[EXERCISE BRIEF]
Across these entries, count the lines holding the string "Bane"; the number is the whole answer.

....................

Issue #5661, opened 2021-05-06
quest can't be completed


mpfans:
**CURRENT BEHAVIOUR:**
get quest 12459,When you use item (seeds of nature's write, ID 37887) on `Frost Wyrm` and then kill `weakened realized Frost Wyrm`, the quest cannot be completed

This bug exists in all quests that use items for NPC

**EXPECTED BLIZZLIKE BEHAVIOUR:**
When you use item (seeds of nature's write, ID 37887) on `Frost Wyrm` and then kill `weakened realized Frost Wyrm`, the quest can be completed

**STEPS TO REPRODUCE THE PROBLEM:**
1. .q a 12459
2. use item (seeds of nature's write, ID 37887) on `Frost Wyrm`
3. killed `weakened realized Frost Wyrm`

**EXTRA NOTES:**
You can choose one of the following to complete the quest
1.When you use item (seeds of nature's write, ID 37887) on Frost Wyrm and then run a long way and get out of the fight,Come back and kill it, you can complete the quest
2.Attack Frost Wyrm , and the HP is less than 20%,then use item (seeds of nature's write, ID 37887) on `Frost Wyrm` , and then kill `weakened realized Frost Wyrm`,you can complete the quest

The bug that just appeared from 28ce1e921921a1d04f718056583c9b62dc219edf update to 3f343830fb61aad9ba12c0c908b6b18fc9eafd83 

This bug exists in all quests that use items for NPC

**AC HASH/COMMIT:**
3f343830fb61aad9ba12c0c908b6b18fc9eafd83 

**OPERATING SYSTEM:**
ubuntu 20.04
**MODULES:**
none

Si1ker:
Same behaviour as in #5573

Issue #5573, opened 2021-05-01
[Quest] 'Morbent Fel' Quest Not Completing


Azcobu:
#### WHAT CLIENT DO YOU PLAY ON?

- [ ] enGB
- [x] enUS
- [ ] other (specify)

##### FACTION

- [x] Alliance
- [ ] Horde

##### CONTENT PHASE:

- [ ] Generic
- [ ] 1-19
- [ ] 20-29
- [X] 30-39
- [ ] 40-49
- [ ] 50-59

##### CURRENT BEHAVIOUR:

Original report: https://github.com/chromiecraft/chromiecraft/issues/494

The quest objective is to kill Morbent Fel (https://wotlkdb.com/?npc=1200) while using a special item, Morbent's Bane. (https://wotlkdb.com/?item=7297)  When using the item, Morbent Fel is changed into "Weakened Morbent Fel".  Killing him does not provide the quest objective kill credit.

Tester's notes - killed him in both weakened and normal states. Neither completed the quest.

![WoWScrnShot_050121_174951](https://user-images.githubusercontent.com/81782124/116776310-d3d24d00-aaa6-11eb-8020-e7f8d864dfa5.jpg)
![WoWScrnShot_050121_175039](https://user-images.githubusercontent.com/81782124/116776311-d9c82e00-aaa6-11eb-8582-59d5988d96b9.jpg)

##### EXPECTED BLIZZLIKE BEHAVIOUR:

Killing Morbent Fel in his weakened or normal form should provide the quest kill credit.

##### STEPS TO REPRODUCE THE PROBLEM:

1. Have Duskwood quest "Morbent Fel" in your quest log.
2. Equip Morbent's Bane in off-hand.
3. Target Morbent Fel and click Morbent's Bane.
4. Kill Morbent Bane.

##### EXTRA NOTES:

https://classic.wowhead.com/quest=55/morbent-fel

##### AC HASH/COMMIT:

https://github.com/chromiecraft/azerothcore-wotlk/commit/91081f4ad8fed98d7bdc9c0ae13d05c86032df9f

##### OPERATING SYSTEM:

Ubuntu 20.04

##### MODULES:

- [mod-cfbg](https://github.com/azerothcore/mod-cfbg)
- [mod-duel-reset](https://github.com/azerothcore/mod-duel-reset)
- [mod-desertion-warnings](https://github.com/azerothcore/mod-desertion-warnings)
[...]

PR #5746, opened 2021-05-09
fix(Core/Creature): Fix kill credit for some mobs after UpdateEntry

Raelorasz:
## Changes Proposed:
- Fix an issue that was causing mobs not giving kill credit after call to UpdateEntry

....................

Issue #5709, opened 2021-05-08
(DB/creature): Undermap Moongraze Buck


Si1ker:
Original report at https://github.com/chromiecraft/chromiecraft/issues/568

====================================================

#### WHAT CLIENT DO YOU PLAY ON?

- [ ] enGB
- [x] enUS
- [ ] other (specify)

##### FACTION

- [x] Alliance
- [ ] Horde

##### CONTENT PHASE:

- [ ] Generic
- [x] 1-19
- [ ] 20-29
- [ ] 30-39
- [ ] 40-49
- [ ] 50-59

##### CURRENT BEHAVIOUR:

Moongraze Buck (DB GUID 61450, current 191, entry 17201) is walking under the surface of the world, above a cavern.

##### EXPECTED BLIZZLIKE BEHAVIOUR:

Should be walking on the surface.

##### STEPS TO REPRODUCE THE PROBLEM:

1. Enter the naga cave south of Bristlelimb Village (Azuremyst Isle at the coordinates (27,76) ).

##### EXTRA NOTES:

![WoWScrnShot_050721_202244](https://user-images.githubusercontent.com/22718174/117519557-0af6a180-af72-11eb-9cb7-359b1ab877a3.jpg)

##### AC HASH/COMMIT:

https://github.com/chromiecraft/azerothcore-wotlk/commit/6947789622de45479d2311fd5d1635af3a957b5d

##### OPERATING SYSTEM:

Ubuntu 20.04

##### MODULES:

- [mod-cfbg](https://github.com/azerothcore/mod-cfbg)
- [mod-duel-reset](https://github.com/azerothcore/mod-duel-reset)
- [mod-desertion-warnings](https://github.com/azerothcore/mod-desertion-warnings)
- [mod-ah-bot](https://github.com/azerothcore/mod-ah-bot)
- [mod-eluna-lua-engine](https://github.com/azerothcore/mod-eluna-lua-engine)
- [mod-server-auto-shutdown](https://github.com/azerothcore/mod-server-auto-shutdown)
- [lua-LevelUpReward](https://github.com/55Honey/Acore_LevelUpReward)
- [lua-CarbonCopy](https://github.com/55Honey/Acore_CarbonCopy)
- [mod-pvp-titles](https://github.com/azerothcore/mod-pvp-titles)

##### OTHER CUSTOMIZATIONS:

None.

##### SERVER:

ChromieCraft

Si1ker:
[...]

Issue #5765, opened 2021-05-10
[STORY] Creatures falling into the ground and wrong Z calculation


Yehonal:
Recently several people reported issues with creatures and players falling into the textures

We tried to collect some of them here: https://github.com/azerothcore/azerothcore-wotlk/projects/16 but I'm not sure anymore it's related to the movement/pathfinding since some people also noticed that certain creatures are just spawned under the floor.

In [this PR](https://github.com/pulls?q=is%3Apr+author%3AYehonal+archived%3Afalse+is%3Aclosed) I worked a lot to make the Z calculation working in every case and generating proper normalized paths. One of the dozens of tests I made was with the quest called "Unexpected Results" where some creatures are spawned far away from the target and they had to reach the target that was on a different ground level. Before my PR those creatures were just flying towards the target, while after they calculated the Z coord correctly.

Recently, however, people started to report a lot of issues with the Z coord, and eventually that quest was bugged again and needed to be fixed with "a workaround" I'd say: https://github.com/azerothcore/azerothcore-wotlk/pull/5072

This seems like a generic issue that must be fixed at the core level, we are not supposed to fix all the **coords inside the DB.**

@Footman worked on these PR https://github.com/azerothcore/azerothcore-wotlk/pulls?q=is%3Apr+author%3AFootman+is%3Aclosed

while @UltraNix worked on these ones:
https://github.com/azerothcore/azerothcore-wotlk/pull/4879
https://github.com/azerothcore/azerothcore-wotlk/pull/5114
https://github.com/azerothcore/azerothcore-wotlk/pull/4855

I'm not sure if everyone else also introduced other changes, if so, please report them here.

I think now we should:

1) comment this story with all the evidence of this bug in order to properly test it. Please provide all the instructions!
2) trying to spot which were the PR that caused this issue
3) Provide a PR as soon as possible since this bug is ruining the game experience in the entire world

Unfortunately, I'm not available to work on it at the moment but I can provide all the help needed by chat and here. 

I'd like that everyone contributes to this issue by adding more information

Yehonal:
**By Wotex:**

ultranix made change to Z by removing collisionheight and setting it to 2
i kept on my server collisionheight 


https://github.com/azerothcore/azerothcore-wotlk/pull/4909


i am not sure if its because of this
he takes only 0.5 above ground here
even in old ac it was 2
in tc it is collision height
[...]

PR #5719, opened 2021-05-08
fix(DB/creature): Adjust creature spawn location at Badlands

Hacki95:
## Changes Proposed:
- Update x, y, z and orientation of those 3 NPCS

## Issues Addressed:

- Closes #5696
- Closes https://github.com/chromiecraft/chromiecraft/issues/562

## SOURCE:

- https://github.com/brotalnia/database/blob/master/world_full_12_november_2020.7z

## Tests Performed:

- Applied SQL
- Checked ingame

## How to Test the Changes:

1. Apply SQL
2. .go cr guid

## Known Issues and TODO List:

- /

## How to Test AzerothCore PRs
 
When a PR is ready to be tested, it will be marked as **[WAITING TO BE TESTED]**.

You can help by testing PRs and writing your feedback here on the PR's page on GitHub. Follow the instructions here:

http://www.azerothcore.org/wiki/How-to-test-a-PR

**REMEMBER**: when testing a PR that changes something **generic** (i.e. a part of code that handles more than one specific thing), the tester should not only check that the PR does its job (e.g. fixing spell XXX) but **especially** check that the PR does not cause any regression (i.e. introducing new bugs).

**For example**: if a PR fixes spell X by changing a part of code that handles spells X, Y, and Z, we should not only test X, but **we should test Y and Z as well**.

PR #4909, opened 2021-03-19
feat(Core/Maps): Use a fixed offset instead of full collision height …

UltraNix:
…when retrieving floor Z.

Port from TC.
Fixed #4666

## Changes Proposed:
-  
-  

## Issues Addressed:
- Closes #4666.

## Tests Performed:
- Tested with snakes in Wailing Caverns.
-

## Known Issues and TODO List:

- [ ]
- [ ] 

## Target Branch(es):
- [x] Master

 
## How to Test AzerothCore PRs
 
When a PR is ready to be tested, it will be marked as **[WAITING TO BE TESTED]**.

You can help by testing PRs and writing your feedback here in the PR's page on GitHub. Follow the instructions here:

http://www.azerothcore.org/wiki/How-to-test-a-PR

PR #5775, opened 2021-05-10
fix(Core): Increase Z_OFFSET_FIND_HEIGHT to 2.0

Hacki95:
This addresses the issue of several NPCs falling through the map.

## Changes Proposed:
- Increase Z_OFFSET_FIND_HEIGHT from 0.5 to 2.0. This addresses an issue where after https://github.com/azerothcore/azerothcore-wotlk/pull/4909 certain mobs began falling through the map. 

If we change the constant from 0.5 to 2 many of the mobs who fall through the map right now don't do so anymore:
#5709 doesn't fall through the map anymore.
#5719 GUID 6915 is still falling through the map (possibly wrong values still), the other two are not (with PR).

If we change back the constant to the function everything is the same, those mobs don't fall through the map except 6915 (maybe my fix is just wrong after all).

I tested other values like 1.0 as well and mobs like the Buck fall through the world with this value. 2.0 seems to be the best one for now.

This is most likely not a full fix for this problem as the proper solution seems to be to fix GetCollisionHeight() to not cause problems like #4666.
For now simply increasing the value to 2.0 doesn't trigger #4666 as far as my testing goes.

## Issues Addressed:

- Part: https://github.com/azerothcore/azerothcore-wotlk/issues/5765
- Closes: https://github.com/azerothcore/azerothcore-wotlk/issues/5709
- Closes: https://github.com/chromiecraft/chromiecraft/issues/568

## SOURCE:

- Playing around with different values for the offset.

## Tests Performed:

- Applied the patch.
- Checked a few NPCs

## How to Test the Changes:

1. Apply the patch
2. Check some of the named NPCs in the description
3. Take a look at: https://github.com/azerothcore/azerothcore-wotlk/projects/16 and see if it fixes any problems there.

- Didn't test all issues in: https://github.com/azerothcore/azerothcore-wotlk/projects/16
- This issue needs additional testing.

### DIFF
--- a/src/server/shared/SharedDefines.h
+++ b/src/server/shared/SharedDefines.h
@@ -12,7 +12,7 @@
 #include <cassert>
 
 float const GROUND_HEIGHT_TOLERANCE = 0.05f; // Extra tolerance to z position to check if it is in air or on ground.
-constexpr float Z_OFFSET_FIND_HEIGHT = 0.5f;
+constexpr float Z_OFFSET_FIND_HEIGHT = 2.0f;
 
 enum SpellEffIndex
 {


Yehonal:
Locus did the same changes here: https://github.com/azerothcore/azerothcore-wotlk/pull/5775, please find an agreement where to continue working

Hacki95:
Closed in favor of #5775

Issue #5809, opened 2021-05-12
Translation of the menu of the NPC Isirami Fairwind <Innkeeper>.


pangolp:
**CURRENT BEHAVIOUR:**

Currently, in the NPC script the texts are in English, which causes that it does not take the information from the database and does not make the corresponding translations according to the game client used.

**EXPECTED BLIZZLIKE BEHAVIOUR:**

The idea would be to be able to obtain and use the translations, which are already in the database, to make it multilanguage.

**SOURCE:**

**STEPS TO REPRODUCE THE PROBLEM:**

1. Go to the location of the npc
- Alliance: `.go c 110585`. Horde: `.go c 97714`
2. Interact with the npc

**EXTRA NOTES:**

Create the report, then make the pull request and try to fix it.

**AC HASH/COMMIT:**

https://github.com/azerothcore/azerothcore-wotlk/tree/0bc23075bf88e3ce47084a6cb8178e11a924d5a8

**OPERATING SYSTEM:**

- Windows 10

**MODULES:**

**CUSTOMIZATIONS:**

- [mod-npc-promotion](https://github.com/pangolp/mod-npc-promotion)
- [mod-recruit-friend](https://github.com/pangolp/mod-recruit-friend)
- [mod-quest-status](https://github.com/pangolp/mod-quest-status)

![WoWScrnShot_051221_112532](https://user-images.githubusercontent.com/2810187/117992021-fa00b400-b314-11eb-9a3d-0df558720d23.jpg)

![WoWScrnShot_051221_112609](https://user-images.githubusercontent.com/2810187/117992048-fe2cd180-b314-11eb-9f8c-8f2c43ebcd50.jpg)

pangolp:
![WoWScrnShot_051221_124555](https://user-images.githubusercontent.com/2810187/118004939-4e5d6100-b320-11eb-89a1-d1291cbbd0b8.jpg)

....................

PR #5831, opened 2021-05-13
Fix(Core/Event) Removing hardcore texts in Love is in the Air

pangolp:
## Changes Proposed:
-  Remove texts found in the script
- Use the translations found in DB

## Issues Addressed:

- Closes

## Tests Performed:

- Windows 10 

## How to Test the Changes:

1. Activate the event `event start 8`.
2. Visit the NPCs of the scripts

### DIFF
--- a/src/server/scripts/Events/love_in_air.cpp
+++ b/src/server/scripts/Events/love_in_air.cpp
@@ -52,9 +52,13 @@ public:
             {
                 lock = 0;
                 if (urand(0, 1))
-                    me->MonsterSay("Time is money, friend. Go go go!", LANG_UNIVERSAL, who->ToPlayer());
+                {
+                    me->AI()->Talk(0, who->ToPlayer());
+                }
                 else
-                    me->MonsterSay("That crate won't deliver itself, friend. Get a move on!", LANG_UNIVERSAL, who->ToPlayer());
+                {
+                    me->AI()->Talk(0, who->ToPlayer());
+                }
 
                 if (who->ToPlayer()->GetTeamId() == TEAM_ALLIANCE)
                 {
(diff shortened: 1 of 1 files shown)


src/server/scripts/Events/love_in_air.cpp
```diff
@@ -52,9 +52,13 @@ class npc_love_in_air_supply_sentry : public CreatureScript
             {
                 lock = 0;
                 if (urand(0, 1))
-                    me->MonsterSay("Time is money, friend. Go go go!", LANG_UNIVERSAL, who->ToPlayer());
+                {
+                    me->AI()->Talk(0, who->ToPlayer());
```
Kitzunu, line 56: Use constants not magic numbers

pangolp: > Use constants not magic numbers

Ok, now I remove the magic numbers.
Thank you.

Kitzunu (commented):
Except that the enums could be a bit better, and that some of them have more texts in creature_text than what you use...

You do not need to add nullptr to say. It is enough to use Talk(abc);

....................

[RESPONSE FOR THIS EXERCISE]
4